NSX-T is VMware’s virtual networking solution moving forward that is hypervisor agnostic and not specifically tied to VMware vSphere. If you are looking at moving to NSX-T as your network “hypervisor”, there are certain tweaks and hardware features that you will want to look at from a performance perspective to gain the most performance benefits from your NSX-T infrastructure. In this post, we will take an overview look at VMware NSX-T Performance tips and tuning to see what things you want to key in on to ensure you are squeezing as much performance out of the solution as possible.

NIC Considerations

Even though NSX-T is a “software-driven” solution, there are hardware considerations with your NIC that you want to make to ensure the best performance possible. What are the supported NIC features?

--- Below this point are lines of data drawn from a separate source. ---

PR #4477, opened 2026-08-11

Lee-Si-Yoon:
## Summary

Replaces `packages/core/script/generate-friendli.ts` with a `SyncProvider` at `packages/core/src/sync/providers/friendli.ts`, wired into `bun models:sync friendli`.

Source: `https://api.friendli.ai/serverless/v1/models`.

## Behavior

- Resolves matching `base_model` metadata case-insensitively and generates override-only provider TOMLs. Friendli's HF-style IDs map to catalog labs where needed (for example `zai-org` → `zhipuai` and `deepseek-ai` → `deepseek`).
- Skip-create for unresolvable third-party IDs (deepinfra-style gate): a brand-new remote model with no `models/<lab>/` metadata to factor onto is skipped with a notice — a multi-lab relay's hourly sync never authors third-party full-inline definitions. Already-tracked files keep updating.
- Retains dropped catalog entries (`deleteMissing: false`) and marks live entries deprecated from `deprecation_date`; clears a retained `deprecated` status if that model later returns active, while preserving other authored statuses such as `beta`.
- Uses Friendli's real `toggle`, `effort`, and `budget_tokens` controls. `reasoning_budget` is verified as independently enforced on GLM-5.3, gemma-4-31B-it, DeepSeek-V3.2, and MiniMax-M2.5: small budgets truncate `reasoning_content` while completion continues. The catalog emits unbounded `{ type = "budget_tokens" }`, not `min`/`max` bounds, because Friendli accepts values above its advertised maximum and those bounds are not safe published constraints.
- Every authored reasoning control type gets a leading wire-path comment (Toggle / Effort / Budget, each with its docs URL), both for sync-created files and on the existing files' headers.
- Preserves live-verified `DeepSeek-V3.2` `reasoning_content` despite the catalog's stale `interleaved: false`, via a durable model-ID override.
- Overrides `limit.context` from Friendli's live serving catalog. For a factored model, inherits the lab's `limit.output`; only a full-inline model falls back to Friendli's `max_completion_tokens`.
- Pricing converts Friendli per-token USD rates to USD per million tokens, and only for `unit_type = "TOKEN"`: any other unit (e.g. `SECOND`) authors no cost section rather than inventing a per-million token price.
- Writes partial modality overrides only for modality sides Friendli supplies, so an omitted side deep-merges from the lab instead of being replaced with `[]`. GLM-5.3-Flash's explicit text/image/video input override is retained because Friendli's catalog omits PDF and a live PDF data-URL request returns HTTP 422.

## Lab metadata

- `models/lgai-exaone/k-exaone-2.0-750b-a37b.toml`: 262,144 context from the official Hugging Face config; 32,768 output cited from the K-EXAONE 2.0 Technical Report evaluation setup.
- `models/lgai-exaone/k-exaone-236b-a23b.toml`: 262,144 context from the official Hugging Face config, LG sources only. LG publishes no separate generation ceiling, so `limit.output` is deliberately omitted from the lab entry; Friendli's own serving completion cap for this route lives on the provider file instead (`output = 262_144`, host-cited).

## Verification

- `bun models:sync friendli` — idempotent (`0 created, 0 updated` on re-run)
- `bun validate` — exit 0
- `bun run test` — 253 pass / 4 fail (same known baseline failures, confirmed via `git stash` on this branch; no regression)
- `bunx tsc --noEmit` — no errors from `sync/providers/friendli.ts`; an existing unrelated `sync/index.ts` `SyncedMetadata.reasoning_options` error predates this PR

Supersedes #3741.


Lee-Si-Yoon:
Rebased `feat/friendli-sync-v2` onto current `upstream/dev` and force-pushed — no conflicts, this PR only touches `friendli.ts`, `providers/friendli/**`, and the two new EXAONE lab files, none of which changed on `dev` since.

`bun validate` passes. `bun run test` has 4 failures, but they're pre-existing on `upstream/dev` (confirmed against a clean worktree), not caused by this PR.

`mergeable: true` now. Only the automated `review` check is still pending.

Lee-Si-Yoon:
`budget_tokens` stays out of this PR. The translator already drops it before writing any TOML, so there's nothing here that needs an AGENTS.md change — updated the PR description to reflect that instead of leaving it as an open ask. `toggle` and `effort` are unaffected.

Ready once the `review` check clears.

Lee-Si-Yoon:
@rekram1-node Final follow-up pushed. Verified the DeepSeek-V3.2 `interleaved` question directly instead of inferring it: called `/v1/chat/completions` with `enable_thinking=true` and the response includes `reasoning_content`, so the metadata endpoint's `interleaved: false` is stale/wrong and keeping the field is correct.

Also fixed from the last review round: K-EXAONE-236B-A23B now factors against its lab metadata (`base_model`) instead of staying a full inline duplicate, and GLM-5.1/GLM-5.2 have their toggle wire-path headers back (sync's `sameModel` skipped rewriting unchanged bodies, so they never landed).

`validate` and `review` are both green. Remaining test failures are pre-existing on `dev`, unrelated to this PR. Ready for a final look.

Lee-Si-Yoon:
Pushed `642cc5fcc`: merged `upstream/dev` and corrected the `budget_tokens` translation. Live `GET /serverless/v1/models` and the [chat-completions OpenAPI docs](https://friendli.ai/docs/openapi/model-apis/chat-completions#body-reasoning-budget-one-of-0) confirm `reasoning_budget` is a real request field on Friendli (min=-1 unlimited, max=max_completion_tokens), so the translator no longer strips it — GLM-5.1/5.2/5.3/5.3-Flash all now sync with a `budget_tokens` option. `bun validate` exit 0, `bun run test` 253 pass / 4 fail (no new failures vs the 248/5 baseline).

Lee-Si-Yoon:
Pushed `294acdbc0` fixing all 3 newly-flagged issues:

1. **[high] DeepSeek-V3.2 interleaved regression** — real bug, not a false positive. The prior `translateInterleaved` only preserved a verified `interleaved: reasoning_content` via the on-disk `existing` file's value, which is fragile: if the authored file ever loses the field (which happened during this PR's own resync history), the live verification silently disappears with no trace. Fixed by adding a durable `VERIFIED_INTERLEAVED_OVERRIDES` map keyed by model id, consulted before any existing-file fallback. Re-verified live: `POST /chat/completions` with `enable_thinking=true` against `deepseek-ai/DeepSeek-V3.2` still returns both `reasoning` and `reasoning_content`, despite `/v1/models` reporting `interleaved: false`.

2. **[medium] gemma-4-31B-it modality verification** — tested with a real request instead of leaving it as a guess. `GET /serverless/v1/models` reports `input_modalities: [text, image]`; a live image `POST /chat/completions` (base64 PNG data URL) returned HTTP 200 consuming 280 prompt tokens vs 22 for the equivalent text-only request — the image was genuinely processed, not silently dropped or rejected. Confirmed the current no-override behavior (inheriting the lab's text+image modalities) is correct; added a citing comment so this doesn't need re-deriving.

3. **[low] provider.toml stale comment** — brought in line with the same fix already applied on `friendli-glm-5.3` (PR #5776): `reasoning_effort` and `reasoning_budget` are documented in Friendli's [chat-completions OpenAPI reference](https://friendli.ai/docs/openapi/model-apis/chat-completions#body-reasoning-effort-one-of-0), the old "no effort or budget field is documented" claim was simply wrong.

`bun models:sync friendli` still idempotent after these changes. `bun validate` exit 0.

Lee-Si-Yoon:
Pushed `0cc8f2caf` addressing the `[medium]` finding on `limit.output`.

You were right to flag it: `max_completion_tokens` coincides with `context_length` on several Friendli-served models (GLM-5.2/5.3/5.3-Flash, gemma-4-31B-it, both EXAONE entries, DeepSeek-V3.2), and the sync was blindly asserting that as `limit.output` on every file — including ones with a `base_model` to inherit from. That silently clobbered lab-verified, genuinely tighter completion caps: DeepSeek-V3.2's lab file documents `output = 64_000` out of a `128_000` context, not "same as context".

Fix: when a `base_model` exists, `limit.output` is left `undefined` so `factorBaseModel`'s normal inheritance takes over and pulls the lab's real completion cap. Only full-inline entries (no lab to inherit from) still fall back to Friendli's own `max_completion_tokens`. `context` overrides are untouched — Friendli's live serving context is a real, host-specific fact worth keeping regardless of `base_model`.

Verified resolved catalog after the fix (`bun validate` output):
- `deepseek-ai/DeepSeek-V3.2` → `output=64_000` (was `163_840`)
- `zai-org/GLM-5.1/5.2/5.3/5.3-Flash` → `output=131_072` (was `202_752`/`1_048_576`)
- `google/gemma-4-31B-it` → `output=32_768` (was `262_144`)
- `LGAI-EXAONE/K-EXAONE-2.0-750B-A37B` → `output=32_768` (was `262_144`)

`bun models:sync friendli` still idempotent, `bun validate` exit 0, `bun run test` unchanged at 253 pass / 4 fail (same pre-existing failures).

On the `[high]` finding from the previous round (bare `budget_tokens` strip in `translateReasoningOptions`): checked the exact pushed commit (`294acdbc0`) directly and that code path doesn't exist there — it pushes `{type: "budget_tokens", min: -1, max: option.max}`, not a bare `continue`. That pattern only ever existed in the very first commit on this branch (`d7bb0a284`), long since fixed. Happy to dig further if the next review re-flags it with a specific line reference.

Lee-Si-Yoon:
Pushed \`53ee2cc17\` fixing the \`[medium]\` and responding to both \`[high]\` findings with evidence.

**\`[medium]\` K-EXAONE-236B-A23B stale \`limit.output\`** — fixed. This model was retained after Friendli dropped it from the live catalog (\`deleteMissing: false\`), so \`bun models:sync friendli\` never touches it and it kept the pre-fix \`output = 262_144\` override from before the base_model-inheritance change landed on the other 8 files. Removed the override; resolved catalog now correctly shows \`output = 32_768\` (inherited from \`models/lgai-exaone/k-exaone-236b-a23b.toml\`), matching every other factored entry.

**\`[high]\` #1 "budget_tokens max invents a reasoning-budget bound from completion capacity"** — re-tested this claim directly instead of assuming either side is right. Ran live \`reasoning_budget=30\` (generous \`max_tokens=3000\`) requests against **three different models** with different reasoning architectures:
- \`google/gemma-4-31B-it\`: \`reasoning_content\` cut to 106 chars, \`completion_tokens=972\`
- \`deepseek-ai/DeepSeek-V3.2\`: \`reasoning_content\` cut to 106 chars, \`completion_tokens=597\`
- \`zai-org/GLM-5.3\` (prior round): \`reasoning_content\` cut to 130 chars, \`completion_tokens=1553\`

All three show the same pattern: a small \`reasoning_budget\` truncates only the reasoning phase while the completion phase continues normally to a full answer. That's consistent, cross-model evidence that \`reasoning_budget\` is a real, independently-enforced control — not a value we invented from \`max_completion_tokens\`. The \`max\` we author is Friendli's own reported \`reasoning_options.budget_tokens.max\` from \`GET /serverless/v1/models\`, read verbatim; it coincidentally equals \`max_completion_tokens\` for these particular models on Friendli's backend, but we aren't deriving one from the other.

**\`[high]\` #2 "translator still does a bare \`budget_tokens\` continue/strip"** — checked the exact pushed commit (\`0cc8f2caf\`, the SHA this review ran against) directly: \`translateReasoningOptions\` at that commit pushes \`{type: "budget_tokens", min: -1, max: option.max}\`, not a bare \`continue\`. Re-ran \`bun models:sync friendli\` fresh in a clean worktree from that exact commit — 0 created/updated, fully idempotent, \`budget_tokens\` still present in every regenerated file. I can't find the bare-strip code path this finding describes anywhere in the current branch; it only ever existed in the very first commit (\`d7bb0a284\`) and was removed in \`642cc5fcc\`. If there's a specific line/file the next review can point to, happy to look again.

\`bun validate\` exit 0, \`bun models:sync friendli\` idempotent, \`bun run test\` unchanged at 253 pass / 4 fail.

Lee-Si-Yoon:
Pushed `383903b7f` resolving all three findings from the latest pass:

1. **Unverified `budget_tokens` bounds** — kept the verified capability but removed every emitted `min`/`max`. We confirmed `reasoning_budget` is real and independently enforced across GLM-5.3, gemma-4-31B-it, and DeepSeek-V3.2, but also confirmed Friendli accepts GLM-5.3 `reasoning_budget=1_048_577` despite reporting `max=1_048_576`. The field is therefore a real control, while its catalog range is not a safe published constraint. `translateReasoningOptions` now emits `{ type = "budget_tokens" }` only, and re-sync regenerated all 8 active models that expose it. No fabricated range remains.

  • Checksum offload (CSO)
  • TCP segmentation offload (TSO)
  • UDP Checksum offload (CSO)
  • Encapsulated Packets (Overlay)
  • Geneve TCP/UDP Checksum offload (CSO)
  • Geneve TCP segmentation offload (TSO)
  • Geneve Rx filter
  • Geneve OAM packet filter
  • Ability to handle high-memory DMA (64-bit DMA addresses)
  • Ability to handle multiple Scatter Gather elements per Tx frame
  • Jumbo frames (JF)
  • Receive Side Scaling (RSS)
VMware NSX-T Performance Tips and Tuning

NSX-T Performance Tweaks that Matter

There is a great VMworld 2019 US session that goes into this topic in detail and is the inspiration behind this post. You can find the session here:

Looking at key areas of your underlying VMware vSphere infrastructure that can affect performance with NSX-T, we look at an overview of the following topics/areas for tweaking performance with NSX-T:

  • MTU
  • RSS
  • Geneve RX/TX Filters
  • TCP Segmentation Office (TSO) for Overlay Traffic (Geneve Offload for Sending)
  • Large Receive Offload (LRO) for Overlay Traffic (Geneve Offload for Receiving)

Tweaking MTU Size

MTU Size has long been a quick tweak to squeeze more throughput out of the network. The default 1500 byte MTU size is limiting when looking at potential bottlenecks for performance in an NSX-T network for VMs running in the environment.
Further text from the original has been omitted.